Here’s what you’re going to need:
Chocolate Ice Cream
1 8oz. Tub Cool Of Whip Thawed
2 3.4oz Jell-O Chocolate Puddings
2 Cups Milk
Chocolate Magic Shell (Optional) – Homemade recipe coming SOON!
Brownie Batter Bites
1 Cup Duncan Hines Brownie Mix
1 Cup Flour
1/2 Cup Powdered Sugar
4 Tbsp. Melted Butter
4-5 Tsp. Milk
Step 1: To make the brownie batter dough mix together brownie mix, flour, powdered sugar, butter, and milk. This can be done by hand but works best in a electric stand mixer. Work it together until it becomes a nice dough.
Step 2: Roll the dough out between two pieces of wax paper to about 1/4in thick. Place on a a cookie sheet or cutting board and place in freezer to chill.
Step 3: In a large mixing bowl, or the bowl of an electric mixer beat together pudding and milk. Place in fridge for 5 minutes to firm.
Step 4: Once pudding has firmed up in fridge add entire tub of cool whip and whip until combined.
Step 5: Remove brownie batter from freezer and cut into little squares with a pizza cutter. (I first cut of the edges to make a square and then saved the excess to top later)
Step 6: Fold in Brownie Batter Bites with spatula.
Step 7: Pour half of the ice cream into a 1.5L or larger container. Swirl in a little Chocolate Magic Shell if you would like. Pour remaining ice cream in and add a little more magic shell on top.
Step 8: Place in freezer for at least 8 hours but best if left overnight.
I hope you guys enjoyed Ice Cream Week as much as I did! I love whipping up easy cool treats for the summer and I seriously can’t wait to share more! Which means first we have to empty out these 7 containers, oh darn!
Ingredients
- 1 8oz. Tub Cool Of Whip Thawed
- 2 3.4oz Jell-O Chocolate Puddings
- 2 Cups Milk
- Chocolate Magic Shell (Optional) – Homemade recipe coming SOON!
- 1 Cup Duncan Hines Brownie Mix
- 1 Cup Flour
- 1/2 Cup Powdered Sugar
- 4 Tbsp.
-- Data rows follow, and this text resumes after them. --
PR #89, opened 2016-05-20
Switch to enzyme for testing react components

bulyonov:
- Switched to enzyme for testing: the library provides much more functionality and helps to write simpler tests.
- Made big cleanup/refactoring in tests, fixed some incomplete props.

### DIFF
--- a/package.json
+++ b/package.json
@@ -53,10 +53,9 @@
     "react-addons-shallow-compare": ">=0.14.0",
     "react-addons-test-utils": "^15.0.2",
     "react-dom": ">=0.14.0",
-    "run-browser-babel": "^4.0.1",
+    "run-browser-babel": "^5.2.0",
     "tape": "^4.0.0",
-    "uglify-js": "^2.6.1",
-    "unitest": "^0.10.0"
+    "uglify-js": "^2.6.1"
   },
   "peerDependencies": {
     "react": "0.14.x - 15.x",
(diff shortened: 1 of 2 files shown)


package.json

Melted Butter
- 4-5 Tsp. Milk
Instructions
- To make the brownie batter dough mix together brownie mix, flour, powdered sugar, butter, and milk. This can be done by hand but works best in a electric stand mixer. Work it together until it becomes a nice dough.
- Roll the dough out between two pieces of wax paper to about 1/4in thick. Place on a a cookie sheet or cutting board and place in freezer to chill.
- In a large mixing bowl, or the bowl of an electric mixer beat together pudding and milk. Place in fridge for 5 minutes to firm.
- Once pudding has firmed up in fridge add entire tub of cool whip and whip until combined.
- Remove brownie batter from freezer and cut into little squares with a pizza cutter. (I first cut of the edges to make a square and then saved the excess to top later)
- Fold in Brownie Batter Bites with spatula.
- Pour half of the ice cream into a 1.5L or larger container. Swirl in a little Chocolate Magic Shell if you would like. Pour remaining ice cream in and add a little more magic shell on top.
- Place in freezer for at least 8 hours but best if left overnight.
This sounds delicious!! Can’t wait to share this with my hubby!
You’ve made so many amazing ice creams. I can’t decide which one is my favorite!